Collected data:
——————

PR #87, opened 2021-07-15
Add GET /metadata endpoint to API

shermosa:
This PR has the `GET /metadata` endpoint for the Beekeeper-API.

There are some reasons why some code has changed in other modules, these are some examples why:
- I added the Lombok dependency because the `HousekeepingMetadata` and `HousekeepingPath` classes were massive and they are much better with Lombok, this created other issues, like for example some verifications stopped working in the `ExpiredHousekeepingMetadataSchedulerServiceTest.java`.
- To test the [API responses ](https://github.com/ExpediaGroup/beekeeper/blob/0ec1ee46b507963f45c5eaa16b92740c983c20b9/beekeeper-api/src/test/java/com/expediagroup/beekeeper/api/controller/BeekeeperControllerTest.java#L77), there were some JSON objects which were deprecated and I needed to update these dependencies
`    <graphite.version>1.6.5</graphite.version>
    <prometheus.version>1.6.5</prometheus.version>`
which caused more errors in other classes.
- Since the `beekeeper-api` module uses classes from other modules and uses the repositories (example: [HousekeepingMetadataRepository](https://github.com/ExpediaGroup/beekeeper/blob/main/beekeeper-core/src/main/java/com/expediagroup/beekeeper/core/repository/HousekeepingMetadataRepository.java)), I have to add things like `HousekeepingMetadataRepository extends PagingAndSortingRepository<HousekeepingMetadata, Long>`.

I would've only added a new module leaving the others untouched, but sadly since the are connected this wasn't possible. The above doesn't include everything, so if there's any change you'd like to ask about just leave a comment.


CHANGELOG.md
```diff
@@ -3,7 +3,12 @@ All notable changes to this project will be documented in this file.
 
 The format is based on [Keep a Changelog](https://keepachangelog.com/en/1.0.0/),
 and this project adheres to [Semantic Versioning](https://semver.org/spec/v2.0.0.html).
-## [3.2.0] - 2021-07-14
+
+## [3.3.0] - TBD
+### Added
+- Added a `GET /metadata` endpoint to the `beekeeper-api`.
+
+## [3.2.0] - TBD
```
vedantchokshi, line 11: Remember to release this before you merge this

beekeeper-api/src/main/java/com/expediagroup/beekeeper/api/BeekeeperApiApplication.java
```diff
@@ -0,0 +1,40 @@
...
+@EntityScan(basePackages = { "com.expediagroup.beekeeper.core.model" })
+@EnableJpaRepositories(basePackages = { "com.expediagroup.beekeeper.core.repository" })
+@ComponentScan(basePackages = {
+    "com.expediagroup.beekeeper.api.conf",
+    "com.expediagroup.beekeeper.api.controller",
+    "com.expediagroup.beekeeper.api.service" })
+public class BeekeeperApiApplication {
+  public static void main(String[] args) {
+    new SpringApplicationBuilder(BeekeeperApiApplication.class)
+        .properties("server.port:${endpoint.port:7008}")
```
vedantchokshi, line 36: What is this port number? Remove this line. We will set the port as a property

beekeeper-api/src/main/java/com/expediagroup/beekeeper/api/response/HousekeepingMetadataResponse.java
```diff
@@ -0,0 +1,69 @@
...
+
+import org.hibernate.annotations.UpdateTimestamp;
+
+import lombok.Builder;
+import lombok.EqualsAndHashCode;
+import lombok.Value;
+
+import com.expediagroup.beekeeper.core.model.HousekeepingStatus;
+
+/*
```
vedantchokshi, line 32: Maybe stick this comment in the converter and not here? This class will stay even if we have projections. The converter stuff will go

beekeeper-api/src/main/java/com/expediagroup/beekeeper/api/response/MetadataResponseConverter.java
```diff
@@ -0,0 +1,58 @@
...
+
+import java.util.ArrayList;
+import java.util.List;
+
+import org.springframework.data.domain.Page;
+import org.springframework.data.domain.PageImpl;
+
+import com.expediagroup.beekeeper.core.model.HousekeepingMetadata;
+
+public final class MetadataResponseConverter {
```
vedantchokshi, line 26: Can you give this class a private constructor so no objects of the class are made (because they won't do anything as you have static methods)

beekeeper-api/src/main/java/com/expediagroup/beekeeper/api/response/MetadataResponseConverter.java
```diff
@@ -0,0 +1,58 @@
...
+
+  private static HousekeepingMetadataResponse convertToHousekeepingMetadataResponse(
```
vedantchokshi, line 28: Put this method below he public method as its used by that method. Gives better readability

beekeeper-api/src/main/java/com/expediagroup/beekeeper/api/service/HousekeepingEntityService.java
```diff
@@ -13,11 +13,17 @@
...
 
-import org.springframework.web.bind.annotation.RestController;
+import org.springframework.data.domain.Page;
+import org.springframework.data.domain.Pageable;
+import org.springframework.data.jpa.domain.Specification;
+
+import com.expediagroup.beekeeper.api.response.HousekeepingMetadataResponse;
+import com.expediagroup.beekeeper.core.model.HousekeepingMetadata;
+
+public interface HousekeepingEntityService<HousekeepingEntity> {
```
vedantchokshi, line 25: Can you get rid of the type? You don't need to specify it. Just a plain interface will be fine

beekeeper-api/src/test/java/com/expediagroup/beekeeper/api/response/HousekeepingMetadataResponseTest.java
```diff
@@ -0,0 +1,63 @@
...
+  public void testConvertToHouseKeepingMetadataResponsePage() {
+    HousekeepingMetadata metadata1 = generateDummyHousekeepingMetadata("some_database1", "some_table1");
+    HousekeepingMetadata metadata2 = generateDummyHousekeepingMetadata("some_database2", "some_table2");
+
+    List<HousekeepingMetadata> housekeepingMetadataList = List.of(metadata1, metadata2);
+    Page<HousekeepingMetadataResponse> metadataResponsePage = convertToHousekeepingMetadataResponsePage(
+        new PageImpl<>(housekeepingMetadataList));
+
+    List<HousekeepingMetadataResponse> metadataResponsePageList = metadataResponsePage.getContent();
+    assertThat(metadataResponsePageList.get(0).getDatabaseName()).isEqualTo(metadata1.getDatabaseName());
```
vedantchokshi, line 59: Can we assert the whole object and not just the name?

beekeeper-api/src/test/java/com/expediagroup/beekeeper/api/response/HousekeepingMetadataResponseTest.java
```diff
@@ -0,0 +1,63 @@
...
+  private static final int cleanupAttempts = 0;
+  private static final String lifecycleEventType = EXPIRED.toString();
+
+  @Test
+  public void testConvertToHouseKeepingMetadataResponsePage() {
+    HousekeepingMetadata metadata1 = generateDummyHousekeepingMetadata("some_database1", "some_table1");
+    HousekeepingMetadata metadata2 = generateDummyHousekeepingMetadata("some_database2", "some_table2");
+
+    List<HousekeepingMetadata> housekeepingMetadataList = List.of(metadata1, metadata2);
+    Page<HousekeepingMetadataResponse> metadataResponsePage = convertToHousekeepingMetadataResponsePage(
```
vedantchokshi, line 55: Can we check that the return page has the same configuration has the original page?

beekeeper-integration-tests/src/test/java/com/expediagroup/beekeeper/integration/api/BeekeeperApiIntegrationTest.java
```diff
@@ -0,0 +1,178 @@
...
+import com.expediagroup.beekeeper.core.model.HousekeepingStatus;
+import com.expediagroup.beekeeper.core.model.LifecycleEventType;
+import com.expediagroup.beekeeper.integration.BeekeeperIntegrationTestBase;
+import com.expediagroup.beekeeper.integration.utils.BeekeeperApiTestClient;
+import com.expediagroup.beekeeper.integration.utils.RestResponsePage;
+
+public class BeekeeperApiIntegrationTest extends BeekeeperIntegrationTestBase {
+
+  public ObjectMapper geObjMapper() {
+    return new ObjectMapper()
```
vedantchokshi, line 62: What are these modules doing?

vedantchokshi: Especially jdk8 given this is all jdk11

beekeeper-integration-tests/src/test/java/com/expediagroup/beekeeper/integration/api/BeekeeperApiIntegrationTest.java
```diff
@@ -0,0 +1,178 @@
...
+        "s3://some/path/event_date=2020-01-01/event_hour=0/event_type=B",
+        "event_date=2020-01-01/event_hour=0/event_type=B", LifecycleEventType.EXPIRED,
+        Duration.parse("P3D").toString());
+    insertExpiredMetadata(testMetadata1);
+    insertExpiredMetadata(testMetadata2);
+
+    HttpResponse<String> response = testClient.getMetadata();
+    assertThat(response.statusCode()).isEqualTo(OK.value());
+    String body = response.body();
+    assertThrows(ValueInstantiationException.class,
```
vedantchokshi, line 113: What is this? If you are getting an OK status then there should be a valid response from the API?

beekeeper-integration-tests/src/test/java/com/expediagroup/beekeeper/integration/utils/BeekeeperApiTestClient.java
```diff
@@ -0,0 +1,54 @@
...
+import java.net.URI;
+import java.net.http.HttpClient;
+import java.net.http.HttpRequest;
+import java.net.http.HttpResponse;
+import java.net.http.HttpResponse.BodyHandlers;
+
+public class BeekeeperApiTestClient {
+
+  private static final String API_ROOT = "/api/v1";
+  private static final String DATABASE_AND_TABLE = "/database/some_database/table/some_table";
```
vedantchokshi, line 30: Why is this path hardcoded? The db name and table name should be variables that should be put in to this string

beekeeper-integration-tests/src/test/java/com/expediagroup/beekeeper/integration/utils/BeekeeperApiTestClient.java
```diff
@@ -0,0 +1,54 @@
...
+  private static final String METADATA_PATH = "/metadata";
+
+  private final String getHousekeepingEntityUrl;
```
vedantchokshi, line 33: Better name than using a `get` please

beekeeper-scheduler-apiary/src/main/java/com/expediagroup/beekeeper/scheduler/apiary/BeekeeperSchedulerApiary.java
```diff
@@ -42,8 +42,7 @@
   public static void main(String[] args) {
     TimeZone.setDefault(TimeZone.getTimeZone("UTC"));
     new SpringApplicationBuilder(BeekeeperSchedulerApiary.class)
-        .properties("spring.config.additional-location:classpath:/beekeeper-scheduler-apiary-application.yml,"
-            + "${config:null}")
+        .properties("spring.config.additional-location:classpath:/beekeeper-scheduler-apiary-application.yml")
```
vedantchokshi, line 45: You removed too much. It needs the `${config:/}` instead

beekeeper-scheduler/src/test/java/com/expediagroup/beekeeper/scheduler/service/ExpiredHousekeepingMetadataSchedulerServiceTest.java
```diff
@@ -123,13 +120,9 @@ public void typicalUpdatePartitionedTableWithShorterCleanupDelay() {
     verify(existingTable).setHousekeepingStatus(metadata.getHousekeepingStatus());
     verify(existingTable).setCleanupDelay(metadata.getCleanupDelay());
     verify(existingTable).setClientId(metadata.getClientId());
-    verify(existingTable).getCleanupTimestamp();
```
vedantchokshi, line 126: Why have you removed these verifications in the scheduler?

vedantchokshi (changes requested):
Few comments and questions but getting there 😄

beekeeper-api/src/main/java/com/expediagroup/beekeeper/api/BeekeeperApiApplication.java
shermosa: Because if not, it will happen in 8080 which is the default, and in terraform I need to specify the port anyway, so I thought might as well do it on another one that's not the default

beekeeper-integration-tests/src/test/java/com/expediagroup/beekeeper/integration/api/BeekeeperApiIntegrationTest.java
shermosa: They set the environment, I removed the jdk8 one because it wasn't necessary, the other two are

beekeeper-integration-tests/src/test/java/com/expediagroup/beekeeper/integration/api/BeekeeperApiIntegrationTest.java
shermosa: Because when a table is not found, what is displayed is an empty list. Therefore there's not an error, the API still works, so the status is still OK

beekeeper-integration-tests/src/test/java/com/expediagroup/beekeeper/integration/utils/BeekeeperApiTestClient.java
shermosa: Since this is used for testing, I always use the same database name and table name, as the only time I would need a different one is to check what happens when a table is not found, and this is done here: https://github.com/ExpediaGroup/beekeeper/blob/a225d25ecd2f7f56f9af98ce4eb286d313ce2d51/beekeeper-integration-tests/src/test/java/com/expediagroup/beekeeper/integration/api/BeekeeperApiIntegrationTest.java#L99

beekeeper-scheduler/src/test/java/com/expediagroup/beekeeper/scheduler/service/ExpiredHousekeepingMetadataSchedulerServiceTest.java
shermosa: Because when implementing Lombok, some of these verifications stopped working. I asked you what to do about them and you said that it was fine to delete them

beekeeper-api/src/test/java/com/expediagroup/beekeeper/api/response/HousekeepingMetadataResponseTest.java
shermosa: Yes good call, I added an assertion https://github.com/ExpediaGroup/beekeeper/blob/21ce01c66ba2422af956885f9a23be74ebb6562d/beekeeper-api/src/test/java/com/expediagroup/beekeeper/api/response/HousekeepingMetadataResponseTest.java#L45

beekeeper-api/src/main/java/com/expediagroup/beekeeper/api/response/MetadataResponseConverter.java
```diff
@@ -0,0 +1,67 @@
...
+/*
+Ideally, this should be done with Spring projections (See https://www.baeldung.com/spring-data-jpa-projections)
+but currently projections do not support using Specification (See https://github.com/spring-projects/spring-data-jpa/issues/1378).
+
+Therefore, this is a 'manual' conversion of the HousekeepingMetadata object, which will be used in the API.
+*/
+
+public final class MetadataResponseConverter {
+
+  private MetadataResponseConverter(){};
```
vedantchokshi, line 35: Needs space after brackets. Can you make you format all the files that you're changing?

beekeeper-api/src/test/java/com/expediagroup/beekeeper/api/response/HousekeepingMetadataResponseTest.java
```diff
@@ -0,0 +1,53 @@
...
+        new PageImpl<>(housekeepingMetadataList));
+
+    List<HousekeepingMetadataResponse> metadataResponsePageList = metadataResponsePage.getContent();
+
+    assertThat(metadataResponsePageList.get(0)).isEqualTo(metadataResponse1);
+    assertThat(metadataResponsePageList.get(1)).isEqualTo(metadataResponse2);
+    assertTrue(metadataResponsePage.getPageable().equals((new PageImpl<>(housekeepingMetadataList).getPageable())));
```
vedantchokshi, line 50: Change this to assertThat too

beekeeper-integration-tests/src/test/java/com/expediagroup/beekeeper/integration/BeekeeperIntegrationTestBase.java
```diff
@@ -262,4 +278,17 @@ private HousekeepingMetadata createHousekeepingMetadata(
         .build();
   }
 
+  protected void assertThatMetadataEqualsResponse(
```
vedantchokshi, line 281: Don't put this in the base. This is API specific

beekeeper-integration-tests/src/test/java/com/expediagroup/beekeeper/integration/BeekeeperIntegrationTestBase.java
```diff
@@ -240,13 +255,14 @@ private HousekeepingPath createHousekeepingPath(String path, LifecycleEventType
         .build();
   }
 
-  private HousekeepingMetadata createHousekeepingMetadata(
+  protected HousekeepingMetadata createHousekeepingMetadata(
```
vedantchokshi, line 258: Why did this change to protected?

beekeeper-integration-tests/src/test/java/com/expediagroup/beekeeper/integration/api/BeekeeperApiIntegrationTest.java
vedantchokshi: Okay. If you're using it to make a bean in the source code then can you make sure you change it there too.

beekeeper-integration-tests/src/test/java/com/expediagroup/beekeeper/integration/api/BeekeeperApiIntegrationTest.java
vedantchokshi: As you should just read the value and the content length should be zero right? Not sure where the exception comes in

beekeeper-integration-tests/src/test/java/com/expediagroup/beekeeper/integration/utils/BeekeeperApiTestClient.java
vedantchokshi: But for future proofing and just because this is a client, can you make it generic please?

beekeeper-integration-tests/src/test/java/com/expediagroup/beekeeper/integration/api/BeekeeperApiIntegrationTest.java
shermosa: Because it throws this exception: `Cannot construct instance of 
 com.expediagroup.beekeeper.integration.utils.RestResponsePage, problem: Page size must not be less than one!`, so if this exception is thrown it means the page size is 0 and no tables were found, which is what we want

beekeeper-integration-tests/src/test/java/com/expediagroup/beekeeper/integration/BeekeeperIntegrationTestBase.java
shermosa: Because I use this method in `BeekeeperApiIntegrationTest` class too, where my integration tests for the API are

vedantchokshi: This is an internal method. There are are other methods that allow you to insert metadata. Why can't you use them?

beekeeper-integration-tests/src/test/java/com/expediagroup/beekeeper/integration/api/BeekeeperApiIntegrationTest.java
vedantchokshi: But that's a generic error jackson throws when it can't deserialize the object. You need to figure out a way to parse a the page as an empty. The main that's causing the error is `PageRequest.of(number, size)`. Size needs to be greater than 0. Maybe make a new object for empty page or modify this one.

beekeeper-integration-tests/src/test/java/com/expediagroup/beekeeper/integration/utils/BeekeeperApiTestClient.java
```diff
@@ -0,0 +1,54 @@
...
+  private final HttpClient httpClient;
+
+  public BeekeeperApiTestClient(String baseUrl) {
+    this.housekeepingEntityUrl = baseUrl + API_ROOT;
+    this.httpClient = HttpClient.newHttpClient();
+  }
+
+  public HttpResponse<String> getMetadata(String database, String table) throws IOException, InterruptedException {
+    HttpRequest request = newBuilder()
+        .uri(URI.create(housekeepingEntityUrl + "/database/" + database + "/table/" + table + METADATA_PATH))
```
vedantchokshi, line 42: Can we use string.format() here instead?

beekeeper-integration-tests/src/test/java/com/expediagroup/beekeeper/integration/utils/BeekeeperApiTestClient.java
```diff
@@ -0,0 +1,54 @@
...
+        .GET()
+        .build();
+    return httpClient.send(request, BodyHandlers.ofString());
+  }
+
+  public HttpResponse<String> getMetadata(String database, String table, String filters)
+    throws IOException, InterruptedException {
+    HttpRequest request = newBuilder().uri(URI.create(housekeepingEntityUrl + "/database/" + database + "/table/" + table + METADATA_PATH + filters)).GET().build();
```
vedantchokshi, line 50: Here too

vedantchokshi (approved):
😄

CHANGELOG.md
```diff
@@ -3,6 +3,11 @@ All notable changes to this project will be documented in this file.
 
 The format is based on [Keep a Changelog](https://keepachangelog.com/en/1.0.0/),
 and this project adheres to [Semantic Versioning](https://semver.org/spec/v2.0.0.html).
+
+## [3.3.0] - TBD
```
jmnunezizu, line 7: I believe we agreed to use Unreleased rather than TBD. Would you mind changing it, please? Thanks.

beekeeper-api/src/main/java/com/expediagroup/beekeeper/api/BeekeeperApiApplication.java
jmnunezizu: Then you could leave it on 8080. If you chose a different port you'd probably have to document that unless it's specified, the application will start on port 7008 which is quite an odd selection.

beekeeper-api/src/main/java/com/expediagroup/beekeeper/api/controller/BeekeeperController.java
```diff
@@ -0,0 +1,68 @@
...
+
+import com.expediagroup.beekeeper.api.response.HousekeepingMetadataResponse;
+import com.expediagroup.beekeeper.api.service.HousekeepingEntityServiceImpl;
+import com.expediagroup.beekeeper.core.model.HousekeepingMetadata;
+
+@RequestMapping("/api/v1")
+@RestController
+public class BeekeeperController {
+
+  private final HousekeepingEntityServiceImpl housekeepingEntityServiceImpl;
```
jmnunezizu, line 42: Your reference should point to the interface and not to the concrete class (https://github.com/shermosa/beekeeper/blob/metadata/beekeeper-api/src/main/java/com/expediagroup/beekeeper/api/service/HousekeepingEntityService.java). Always program to interfaces.

beekeeper-api/src/main/java/com/expediagroup/beekeeper/api/controller/BeekeeperController.java
```diff
@@ -0,0 +1,68 @@
...
+
+  @Autowired
+  public BeekeeperController(HousekeepingEntityServiceImpl housekeepingEntityServiceImpl) {
```
jmnunezizu, line 45: The same thing here, you should use an interface reference, not a concrete class.

beekeeper-api/src/main/java/com/expediagroup/beekeeper/api/controller/BeekeeperController.java
jmnunezizu: Also, you could probably change the name of the property to be `housekeepingEntityService` and drop the `Impl` from it.

beekeeper-api/src/main/java/com/expediagroup/beekeeper/api/service/HousekeepingEntityServiceImpl.java
```diff
@@ -0,0 +1,46 @@
...
+import org.springframework.data.domain.Pageable;
+import org.springframework.data.jpa.domain.Specification;
+import org.springframework.stereotype.Service;
+
+import com.expediagroup.beekeeper.api.response.HousekeepingMetadataResponse;
+import com.expediagroup.beekeeper.core.model.HousekeepingMetadata;
+import com.expediagroup.beekeeper.core.repository.HousekeepingMetadataRepository;
+
+@Service
+public class HousekeepingEntityServiceImpl implements HousekeepingEntityService{
```
jmnunezizu, line 31: There's a space missing before the opening curly brace.

beekeeper-integration-tests/src/test/java/com/expediagroup/beekeeper/integration/api/BeekeeperApiIntegrationTest.java
```diff
@@ -0,0 +1,216 @@
...
+
+  public ObjectMapper geObjMapper() {
+    return new ObjectMapper()
+        .registerModule(new ParameterNamesModule())
+        .registerModule(new JavaTimeModule());
+  }
+
+  private static final Logger log = LoggerFactory.getLogger(BeekeeperApiIntegrationTest.class);
+
+  // APP CONTEXT AND TEST CLIENT
```
jmnunezizu, line 71: I think this comment is not adding any value.

pom.xml
```diff
@@ -42,12 +42,12 @@
     <docker.registry>expediagroup</docker.registry>
     <jdk.version>11</jdk.version>
     <junit.jupiter.version>5.6.0</junit.jupiter.version>
-    <logback.version>1.2.3</logback.version>
+    <logback.version>1.2.3</logback.version>    <lombok.version>1.18.20</lombok.version>
```
jmnunezizu, line 45: The lombok dependency looks out of place.

jmnunezizu (changes requested):

beekeeper-api/src/main/java/com/expediagroup/beekeeper/api/controller/BeekeeperController.java
```diff
@@ -0,0 +1,69 @@
...
+import com.expediagroup.beekeeper.core.model.HousekeepingMetadata;
+
+@RequestMapping("/api/v1")
+@RestController
+public class BeekeeperController {
+
+  private final HousekeepingEntityService housekeepingEntityService;
+
+  @Autowired
+  public BeekeeperController(HousekeepingEntityServiceImpl housekeepingEntityService) {
```
jmnunezizu, line 46: The reference is still using the concrete class rather than the interface. It should be changed to
```
public BeekeeperController(HousekeepingEntityService houskeepingEntityService) {
  ...
}
```

beekeeper-api/src/test/java/com/expediagroup/beekeeper/api/TestApplication.java
```diff
@@ -16,16 +16,10 @@
...
-  public static void main(String[] args) {
-    new SpringApplicationBuilder(BeekeeperApi.class)
-        .properties("server.port:${endpoint.port:7008}")
-        .build()
-        .run(args);
-  }
-
-}
+@EnableConfigurationProperties
+@ComponentScan(basePackages = { "com.expediagroup.beekeeper.api.conf", "com.expediagroup.beekeeper.api.controller" })
```
patduin, line 24: This can go right?

beekeeper-integration-tests/src/test/java/com/expediagroup/beekeeper/integration/api/BeekeeperApiIntegrationTest.java
```diff
@@ -0,0 +1,214 @@
...
+import com.expediagroup.beekeeper.core.model.HousekeepingMetadata;
+import com.expediagroup.beekeeper.core.model.HousekeepingStatus;
+import com.expediagroup.beekeeper.core.model.LifecycleEventType;
+import com.expediagroup.beekeeper.integration.BeekeeperIntegrationTestBase;
+import com.expediagroup.beekeeper.integration.utils.BeekeeperApiTestClient;
+import com.expediagroup.beekeeper.integration.utils.RestResponsePage;
+
+public class BeekeeperApiIntegrationTest extends BeekeeperIntegrationTestBase {
+
+  public ObjectMapper geObjMapper() {
```
jmnunezizu, line 63: Minor, but you might want to rename this to `getObjectMapper` instead.

beekeeper-scheduler-apiary/src/main/java/com/expediagroup/beekeeper/scheduler/apiary/generator/ExpiredHousekeepingMetadataGenerator.java
```diff
@@ -119,7 +119,7 @@ private HousekeepingEntity generateHousekeepingEntity(AlterPartitionEvent listen
   private HousekeepingEntity generateHousekeepingEntity(ListenerEvent listenerEvent, String clientId, String path,
       String partitionName) {
     Duration cleanupDelay = cleanupDelayExtractor.extractCleanupDelay(listenerEvent);
-    HousekeepingMetadata.Builder builder = new HousekeepingMetadata.Builder()
+    HousekeepingMetadata.HousekeepingMetadataBuilder builder = HousekeepingMetadata.builder()
```
jmnunezizu, line 122: You don't need a reference to the builder here. You could replace it with
```
return HousekeepingMetadata.builder()
 ...
 .build();
```

beekeeper-scheduler-apiary/src/main/java/com/expediagroup/beekeeper/scheduler/apiary/generator/UnreferencedHousekeepingPathGenerator.java
```diff
@@ -100,7 +100,7 @@ public LifecycleEventType getLifecycleEventType() {
   public HousekeepingEntity generateHousekeepingEntity(ListenerEvent listenerEvent, String clientId,
       String cleanupPath) {
     Duration cleanupDelay = cleanupDelayExtractor.extractCleanupDelay(listenerEvent);
-    HousekeepingPath.Builder builder = new HousekeepingPath.Builder()
+    HousekeepingPath.HousekeepingPathBuilder builder = HousekeepingPath.builder()
```
jmnunezizu, line 103: Same as previous comment.

jmnunezizu (approved):

beekeeper-api/src/test/java/com/expediagroup/beekeeper/api/TestApplication.java
shermosa: yes

jmnunezizu (approved):

patduin (approved):

JayGreeeen (approved):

——————

## YOUR OBJECTIVE
Repeat, word for word, the lines from the start of the records to the line that contains "There are some", both of them included, and no others.

## ANSWER BOX
PR #87, opened 2021-07-15
Add GET /metadata endpoint to API

shermosa:
This PR has the `GET /metadata` endpoint for the Beekeeper-API.

There are some reasons why some code has changed in other modules, these are some examples why:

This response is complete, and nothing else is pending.